• **REQUIRED WORK**: Reproduce all the data, character for character.

(Saved data entries)

####################

PR #2568, opened 2026-08-11
fix(scheduler): reconcile health on device discovery error

### LINKED ISSUE #2565: **fix(scheduler): run device health reconciliation when device discovery fails**
### What happened?

During the scheduler's periodic device registration cycle, `GetNodeDevices()` is called before `CheckHealth()` for each registered device vendor.

Currently, when `GetNodeDevices()` returns an error, the registration loop immediately continues:

```go
nodedevices, err := devInstance.GetNodeDevices(*val)
if err != nil {
    continue
}

health, needUpdate := devInstance.CheckHealth(devhandsk, val)
```

As a result, `CheckHealth()` is skipped whenever device discovery fails.

This can prevent the scheduler from reconciling an already-cached vendor/device state when the device discovery path is temporarily unavailable or returns an error.

For example:

```text
node-1 cache:
  vendor-A → devices present

registration cycle:
  vendor-A.GetNodeDevices() → error

current behavior:
  skip vendor-A
  CheckHealth() is not called
  cached vendor-A remains unchanged
```

If the health state subsequently indicates that the vendor should be removed, that cleanup is not performed during this registration cycle because the health check was skipped.

### Expected behavior

A failure to retrieve the current device list should not prevent the scheduler from performing the independent device health reconciliation.

The scheduler should preserve the existing cached device state when the discovery error is transient, while still allowing `CheckHealth()` to determine whether the vendor should be considered unhealthy and cleaned up.

### Impact

Skipping health reconciliation on device-discovery errors can leave stale device-vendor information in the scheduler cache for longer than intended.

This is particularly problematic when the cached device state is no longer valid but the device discovery path is failing, because the scheduler has no opportunity to execute the existing health/cleanup path.

### Notes

The fix should not blindly remove cached devices whenever `GetNodeDevices()` returns an error, since transient discovery failures should not immediately make otherwise healthy devices unavailable.

The device discovery error and health result should be handled independently so that the existing health-check semantics remain authoritative for cleanup.

AyushSrivastava1818:
## What type of PR is this?

/kind bug

During the scheduler's periodic device registration cycle, `GetNodeDevices()` is called before `CheckHealth()` for each registered device vendor.

Previously, when `GetNodeDevices()` returned an error, the registration loop immediately continued. This caused `CheckHealth()` to be skipped for that vendor, preventing the existing health reconciliation and cleanup path from running.

As a result, an unhealthy vendor that was already present in the scheduler's cached device state could remain cached because `NodeCleanUp()` and `rmNodeDevices()` were never reached during that registration cycle.

This PR allows health reconciliation to continue when device discovery fails:

* If device discovery fails but the vendor is healthy, the existing cached state is preserved.
* If device discovery fails and the vendor is unhealthy, the existing cleanup path removes the stale vendor/device state.
* Normal successful device discovery behavior remains unchanged.

A regression test is added to cover the discovery-error and unhealthy-health-check path.

Fixes #2565

The fix intentionally does **not** remove cached devices merely because `GetNodeDevices()` returns an error, since discovery failures may be transient.

Instead, the existing `CheckHealth()` result remains authoritative for determining whether cleanup should occur.

The implementation also preserves the existing vendor-by-vendor update behavior so that an error for one vendor does not affect healthy vendors on the same node.

Regression coverage verifies both the unhealthy cleanup path and preservation of cached state when the health check remains healthy.

Validation performed:

* `go test ./pkg/device/...`
* `go test -race ./pkg/scheduler/...` *(unavailable in the Windows environment due to missing 64-bit GCC/CGO toolchain)*
* GolangCI-Lint
* `git diff --check`

No.

## AI Assistance Disclosure

AI assistance like Claude was used during the investigation, codebase analysis, implementation, regression-test development, and validation of this change.

## Summary by CodeRabbit

* **Bug Fixes**
  * Improved device health reconciliation when discovery fails.
  * Removed unhealthy or stale device entries from the scheduler cache.
  * Preserved healthy cached devices during temporary discovery errors.
  * Updated cached devices after discovery recovery.
  * Enhanced logs with discovery error details.

* **Tests**
  * Added coverage for unhealthy, healthy, mixed-device, and recovery scenarios.


pkg/scheduler/scheduler.go
```diff
@@ -496,6 +495,9 @@ func (s *Scheduler) register(labelSelector labels.Selector, printedLog map[strin
 				s.rmNodeDevices(val.Name, devhandsk)
 				continue
 			}
+			if err != nil {
```
mesutoezdil, line 506: pr #2550 adds a check at this exact spot too, for empty nodedevices. if that merges first and this rebases after, this err check must stay before it. else a transient error also has empty nodedevices, and that other check would remove a vendor that is still healthy. this pr says that must not happen.

mesutoezdil (commented):
left one important question inline about merge order between the 2.

pkg/scheduler/scheduler.go
AyushSrivastava1818: yes I reviewed it too now....the discovery error must be handled before zero device reconcilation introduced by #2550 After #2550 merges,I will make sure to rebase this PR and ensure the err reconcilation remains before the zero-device handling

mesutoezdil, line 506: pr #2550 still inserts its zero-device check at this exact same spot, unresolved since i first flagged it. also none of the three new tests cover recovery: vendor errors once, then succeeds on a later register() call. does health correctly clear then?

AyushSrivastava1818: Yes i know pr #2550 inserts its zero device check at the same spot...I didnt fix it yet cause I though I will do it after getting the pr #2550 merged...I will fix this and also add regression test covering recovery across registration cycles....I will cover it in next update!

archlitchi:
I've merged 2550, please resolve these conflicts

AyushSrivastava1818:
@archlitchi Resolved the conflicts check it once

archlitchi (approved):
/lgtm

####################

• **FINISHED TASK**:
PR #2568, opened 2026-08-11
fix(scheduler): reconcile health on device discovery error

### LINKED ISSUE #2565: **fix(scheduler): run device health reconciliation when device discovery fails**
### What happened?

During the scheduler's periodic device registration cycle, `GetNodeDevices()` is called before `CheckHealth()` for each registered device vendor.

Currently, when `GetNodeDevices()` returns an error, the registration loop immediately continues:

```go
nodedevices, err := devInstance.GetNodeDevices(*val)
if err != nil {
    continue
}

health, needUpdate := devInstance.CheckHealth(devhandsk, val)
```

As a result, `CheckHealth()` is skipped whenever device discovery fails.

This can prevent the scheduler from reconciling an already-cached vendor/device state when the device discovery path is temporarily unavailable or returns an error.

For example:

```text
node-1 cache:
  vendor-A → devices present

registration cycle:
  vendor-A.GetNodeDevices() → error

current behavior:
  skip vendor-A
  CheckHealth() is not called
  cached vendor-A remains unchanged
```

If the health state subsequently indicates that the vendor should be removed, that cleanup is not performed during this registration cycle because the health check was skipped.

### Expected behavior

A failure to retrieve the current device list should not prevent the scheduler from performing the independent device health reconciliation.

The scheduler should preserve the existing cached device state when the discovery error is transient, while still allowing `CheckHealth()` to determine whether the vendor should be considered unhealthy and cleaned up.

### Impact

Skipping health reconciliation on device-discovery errors can leave stale device-vendor information in the scheduler cache for longer than intended.

This is particularly problematic when the cached device state is no longer valid but the device discovery path is failing, because the scheduler has no opportunity to execute the existing health/cleanup path.

### Notes

The fix should not blindly remove cached devices whenever `GetNodeDevices()` returns an error, since transient discovery failures should not immediately make otherwise healthy devices unavailable.

The device discovery error and health result should be handled independently so that the existing health-check semantics remain authoritative for cleanup.

AyushSrivastava1818:
## What type of PR is this?

/kind bug

During the scheduler's periodic device registration cycle, `GetNodeDevices()` is called before `CheckHealth()` for each registered device vendor.

Previously, when `GetNodeDevices()` returned an error, the registration loop immediately continued. This caused `CheckHealth()` to be skipped for that vendor, preventing the existing health reconciliation and cleanup path from running.

As a result, an unhealthy vendor that was already present in the scheduler's cached device state could remain cached because `NodeCleanUp()` and `rmNodeDevices()` were never reached during that registration cycle.

This PR allows health reconciliation to continue when device discovery fails:

* If device discovery fails but the vendor is healthy, the existing cached state is preserved.
* If device discovery fails and the vendor is unhealthy, the existing cleanup path removes the stale vendor/device state.
* Normal successful device discovery behavior remains unchanged.

A regression test is added to cover the discovery-error and unhealthy-health-check path.

Fixes #2565

The fix intentionally does **not** remove cached devices merely because `GetNodeDevices()` returns an error, since discovery failures may be transient.

Instead, the existing `CheckHealth()` result remains authoritative for determining whether cleanup should occur.

The implementation also preserves the existing vendor-by-vendor update behavior so that an error for one vendor does not affect healthy vendors on the same node.

Regression coverage verifies both the unhealthy cleanup path and preservation of cached state when the health check remains healthy.

Validation performed:

* `go test ./pkg/device/...`
* `go test -race ./pkg/scheduler/...` *(unavailable in the Windows environment due to missing 64-bit GCC/CGO toolchain)*
* GolangCI-Lint
* `git diff --check`

No.

## AI Assistance Disclosure

AI assistance like Claude was used during the investigation, codebase analysis, implementation, regression-test development, and validation of this change.

## Summary by CodeRabbit

* **Bug Fixes**
  * Improved device health reconciliation when discovery fails.
  * Removed unhealthy or stale device entries from the scheduler cache.
  * Preserved healthy cached devices during temporary discovery errors.
  * Updated cached devices after discovery recovery.
  * Enhanced logs with discovery error details.

* **Tests**
  * Added coverage for unhealthy, healthy, mixed-device, and recovery scenarios.


pkg/scheduler/scheduler.go
```diff
@@ -496,6 +495,9 @@ func (s *Scheduler) register(labelSelector labels.Selector, printedLog map[strin
 				s.rmNodeDevices(val.Name, devhandsk)
 				continue
 			}
+			if err != nil {
```
mesutoezdil, line 506: pr #2550 adds a check at this exact spot too, for empty nodedevices. if that merges first and this rebases after, this err check must stay before it. else a transient error also has empty nodedevices, and that other check would remove a vendor that is still healthy. this pr says that must not happen.

mesutoezdil (commented):
left one important question inline about merge order between the 2.

pkg/scheduler/scheduler.go
AyushSrivastava1818: yes I reviewed it too now....the discovery error must be handled before zero device reconcilation introduced by #2550 After #2550 merges,I will make sure to rebase this PR and ensure the err reconcilation remains before the zero-device handling

mesutoezdil, line 506: pr #2550 still inserts its zero-device check at this exact same spot, unresolved since i first flagged it. also none of the three new tests cover recovery: vendor errors once, then succeeds on a later register() call. does health correctly clear then?

AyushSrivastava1818: Yes i know pr #2550 inserts its zero device check at the same spot...I didnt fix it yet cause I though I will do it after getting the pr #2550 merged...I will fix this and also add regression test covering recovery across registration cycles....I will cover it in next update!

archlitchi:
I've merged 2550, please resolve these conflicts

AyushSrivastava1818:
@archlitchi Resolved the conflicts check it once

archlitchi (approved):
/lgtm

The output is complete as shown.